PR #251, opened 2024-06-26
SCC-4139 - Bib Details Item Filters

dgcohen:
## Ticket:

- JIRA ticket [SCC-4139](https://newyorkpubliclibrary.atlassian.net/browse/SCC-4139)

- Renders the FiltersContainer component and moves the control of the router to the parent component (BibPage index).
- Slightly tweaks the styling and components used in FiltersContainer, but mind that these changes are temporary and will be removed once the UI is updated as part of this ticket: https://newyorkpubliclibrary.atlassian.net/browse/SCC-4176
- Uses numItemsMatched instead of numPhysicalItems to render item total when filters are applied and adjusts display string generator utils.
- Updates logic in bib index page to always update the full bib instead of just the ItemTable (necessary now that we need access to numItemsMatched).
- Renames "aggs' to "aggregation" throughout the app, personal preference since it makes for easier searching.

## How has this been tested?

- Updated or added unit tests where relevant
- Removed some integration tests for FiltersContainer since most of the internal components will soon be replaced.
- Note that I decided not to add integration tests related to filtering for BibPage yet since the UI for the controls will be changing soon.

- Similarly to the integration tests, we should hold off on VQA and accessibility testing til the filter control components are updated.

### Checklist:

- [X] I updated the CHANGELOG with the appropriate information and JIRA ticket number (if applicable).
- [X] All new and existing tests passed.

[SCC-4139]: https://newyorkpubliclibrary.atlassian.net/browse/SCC-4139?atlOrigin=eyJpIjoiNWRkNTljNzYxNjVmNDY3MDlhMDU5Y2ZhYzA5YTRkZjUiLCJwIjoiZ2l0aHViLWNvbS1KU1cifQ


src/components/ItemFilters/FiltersContainer.tsx
```diff
@@ -1,73 +1,103 @@
...
+    setWhichFilterIsOpen("")
+  }
+
+  const clearAllFilters = () => {
+    handleFiltersChange({})
     setWhichFilterIsOpen("")
-    router.push("/search/advanced" + url)
+  }
+
+  const handleRemoveFilterClick = ({ id }: TagSetFilterDataProps) => {
```
EdwinGuzman, line 84: I mentioned this before but clicking on a tag to remove the filter does not seem to work.

src/components/ItemFilters/FiltersContainer.tsx
```diff
@@ -78,62 +108,83 @@ const ItemFilterContainer = ({ itemAggs }: ItemFilterContainerProps) => {
...
+                appliedFilters={appliedFilters}
+                submitFilters={submitFilters}
+              />
+            ))}
+          </Box>
+        </Box>
+        <Box className={filterGroupClassName} minWidth={440}>
+          <Label
+            id="year-filter-label"
+            htmlFor="year-filter"
```
EdwinGuzman, line 145: Not a fan of this but I know why you're doing this. Not your fault but something I need to chat with Marty about regarding showing labels in the `SearchBar` component.

src/components/ItemFilters/FiltersContainer.tsx
```diff
@@ -78,62 +108,83 @@ const ItemFilterContainer = ({ itemAggs }: ItemFilterContainerProps) => {
...
-          </CardContent>
-        </Card>
+          </Label>
+          <SearchBar
+            id="year-filter"
+            labelText="Apply"
+            textInputProps={{
+              placeholder: "YYYY",
+              isClearable: true,
+              labelText: "Item Search",
```
EdwinGuzman, line 157: This should be "Search by year"

src/utils/itemFilterUtils.ts
```diff
@@ -15,71 +19,92 @@ export const combineRecapLocations = (locations: string[]) => {
...
+      )
+      const valueLabel =
+        field === "year"
+          ? filterValue
+          : fieldAggregations?.labelForValue(filterValue)
+      if (valueLabel) {
+        filters.push({
+          label: `${capitalize(field)} > ${valueLabel}`,
+          id: kebabCase(`${field}-${valueLabel}`),
+          iconName: "close",
```
EdwinGuzman, line 89: From the docs, you don't need this property and the console also warns you, so make sure to check the messages:
Screenshot 2024-07-10 at 6 31 16 PM

EdwinGuzman (changes requested):
This is a big PR so this is the first found of review. I pointed out some changes but the biggest that I haven't looked into is that clicking on a tagset is not working. The "clear filters" button is working though.

On this page https://research-catalog-git-scc-4139-bib-details-item-filters-nypl.vercel.app/research/research-catalog/bib/b10833141?item_location=loc%3Amal82&item_format=Text&item_status=status%3Ana
with those three filters selected, I got an error from the API endpoint:

https://research-catalog-git-scc-4139-bib-details-item-filters-nypl.vercel.app/research/research-catalog/api/bib/b10833141/items?items_size=20&items_from=0&item_page=1&item_location=loc:mal82&item_format=Text&item_status=status:na&merge_checkin_card_items=true

worth looking into the issue.

pages/api/bib/[id]/items.ts
```diff
@@ -18,6 +18,7 @@ async function handler(req: NextApiRequest, res: NextApiResponse) {
       })
     } else {
       res.status(200).json({
+        discoveryBibResult,
```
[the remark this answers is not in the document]
Comment (dgcohen) [reply pages/api/bib/[id]/items.ts:21]: That makes sense. Would it be preferable to pass showItemTable instead of the whole bib? Or would it be better to remove the items endpoint entirely and move the looped items fetch to the bib endpoint and refresh the whole bib?

The first option would be easy to implement on top of what I have, but the second would reduce the amount of code we'll have to maintain. What do you and @charmingduchess think?

src/components/ItemFilters/FiltersContainer.tsx
dgcohen: I see what happened here. I tried to make the ids uniqe and kebab-cased but forgot that they needed to be the value to allow for proper clearing of the filter. Fixed.

src/utils/utilsTests/itemFilterUtils.test.tsx
```diff
@@ -71,53 +73,75 @@ describe("Item Filter Utils", () => {
...
     it("with all filters", () => {
-      expect(buildAppliedFiltersString(query, aggs)).toBe(
-        "Filtered by location: 'Offsite', format: 'Text', status: 'Available'"
-      )
-    })
-    it("all filters filters", () => {
-      expect(buildAppliedFiltersString(query, aggs)).toBe(
-        "Filtered by location: 'Offsite', format: 'Text', status: 'Available'"
-      )
+      expect(buildAppliedFiltersTagSetData(query, aggregations)).toStrictEqual([
```
charmingduchess, line 116: This and the next test need to be updated with ids that match the labels

charmingduchess (commented):
Seems good overall. I'm not seeing the tagset displayed anywhere on the bib page. I also see this button styled in a strange way:
Screenshot 2024-07-11 at 3 11 18 PM

I'm definitely in favor of removing the items route and using the existing bib route. Is that possible to implement without reloading the entire bib page while the items load?

src/components/ItemFilters/FiltersContainer.tsx
```diff
@@ -1,73 +1,103 @@
...
   )
+
   const ref = useRef<HTMLDivElement>(null)
+
   useCloseDropDown(() => setWhichFilterIsOpen(""), ref)
 
   const [whichFilterIsOpen, setWhichFilterIsOpen] = useState("")
 
-  const itemsMatched = buildItemsMatchedStringString(router.query)
+  const filtersAreApplied = areFiltersApplied(appliedFilters)
```
EdwinGuzman, line 64: Why not pass this as a prop instead of having to recheck the value here?

src/components/ItemTable/ItemTableControls.tsx
```diff
@@ -58,7 +60,7 @@ const ItemTableControls = ({
           >
             <ProgressIndicator
               id="bib-all-items-loading"
-              labelText={bib.itemsViewAllLoadingMessage}
+              labelText={bib.getItemsViewAllLoadingMessage(filtersAreApplied)}
```
EdwinGuzman, line 63: Make this a variable so it's only called once.

pages/bib/[id]/index.tsx
```diff
@@ -122,37 +131,58 @@ export default function BibPage({
...
+      const response = await fetch(
+        `${BASE_URL}/api/bib/${bib.id}${bibQueryString}`,
+        {
+          method: "get",
+          signal,
+        }
+      )
+      if (response?.ok) {
+        const { discoveryBibResult } = await response.json()
+        setBib(new Bib(discoveryBibResult))
```
Comment (EdwinGuzman) [inline pages/bib/[id]/index.tsx:150]: Is it not possible to do something like `discoveryBibResult.updateItems(...)` instead of having to create a new bib model and update the state?

You'd have to do it with other properties but it seems better, if possible, in order to reduce one more state variable.

Comment (dgcohen) [reply pages/bib/[id]/index.tsx:150]: Yeah that's possible, the only difference is we'd need to keep track of the variables that need to be refreshed and pass them in explicitly. I'm cool with that approach but pointing it out.

Comment (EdwinGuzman) [reply pages/bib/[id]/index.tsx:150]: That makes sense to me since you're being upfront about what needs to be updated in the model. It's still the same model with the same base information so that's why it doesn't make sense to me to reecreate the model every time. Any thoughts @charmingduchess ?

Comment (EdwinGuzman) [reply pages/bib/[id]/index.tsx:150]: The overhead isn't big, there's really no big risk in re-creating the model, but this is from a conceptual approach.

src/utils/utilsTests/itemFilterUtils.test.tsx
dgcohen: That's what i thought too when getting ready to open the PR but after I made the change it broke the item clearing functionality.

The way the TagSet component currently works, clicking on a tag passes the id as an attribute, so that needs to match the filter value (instead of the label) so we know which filter needs to be removed in removeValueFromFilters.

EdwinGuzman (approved):
Approving so far as is with the caveat that:

- eventually filtering should work as a standard HTML form for the no-js/serverside form submission,
- there should be a ticket for updating the state so bib is not re-created on every fetch call,
- functions will most likely update when `MultiSelect` and `FilterBarInline` are introduced,
- waiting on approval from Vera.

pages/bib/[id]/index.tsx
Comment (dgcohen) [reply pages/bib/[id]/index.tsx:150]: Discussed this offline with Edwin and decided to create a follow-up ticket to optimize state in the component. I added details there:

https://newyorkpubliclibrary.atlassian.net/browse/SCC-4193

pages/bib/[id]/index.tsx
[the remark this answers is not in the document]
Comment (dgcohen) [reply pages/bib/[id]/index.tsx:1]: Good catch! Added some logic prevent the item table from rendering and returning "No items found" in the display string when no items are found for a valid query.

Checking in with Apoorva about the No results wording.

pages/bib/[id]/index.tsx
```diff
@@ -122,37 +131,58 @@ export default function BibPage({
...
-    controllerRef.current = new AbortController()
-    const signal = controllerRef.current.signal
-
-    const response = await fetch(
-      `${BASE_URL}/api/bib/${bib.id}/items${bibQueryString}`,
-      {
-        method: "get",
-        signal,
+        setItemsLoading(false)
+        itemTableScrollRef.current?.scrollIntoView({
```
Comment (charmingduchess) [inline pages/bib/[id]/index.tsx:153]: is this scrolling behavior a current requirement or is it leftover from DFE? I believe we had the scrolling from when we were batch loading all the items from view all items.I think the experience is its potentially an accessibility issue and jarring to have the screen move and obscure the applied filters

charmingduchess (commented):
I just have one comment about the UX. Otherwise looks good.

pages/bib/[id]/index.tsx
Comment (dgcohen) [reply pages/bib/[id]/index.tsx:153]: Good call out about obscuring the applied filters, but this was an accessibility suggested by Edwin and confirmed by Clare.

Comment (charmingduchess) [reply pages/bib/[id]/index.tsx:153]: what is the issue that the scroll into view solves?

charmingduchess (approved):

____

**What the exercise asks**
Please retype the top of the data exactly, down to and including the line that holds "- Uses numItemsMatched", and nothing further.

**Result of this exercise**
PR #251, opened 2024-06-26
SCC-4139 - Bib Details Item Filters

dgcohen:
## Ticket:

- JIRA ticket [SCC-4139](https://newyorkpubliclibrary.atlassian.net/browse/SCC-4139)

- Renders the FiltersContainer component and moves the control of the router to the parent component (BibPage index).
- Slightly tweaks the styling and components used in FiltersContainer, but mind that these changes are temporary and will be removed once the UI is updated as part of this ticket: https://newyorkpubliclibrary.atlassian.net/browse/SCC-4176
- Uses numItemsMatched instead of numPhysicalItems to render item total when filters are applied and adjusts display string generator utils.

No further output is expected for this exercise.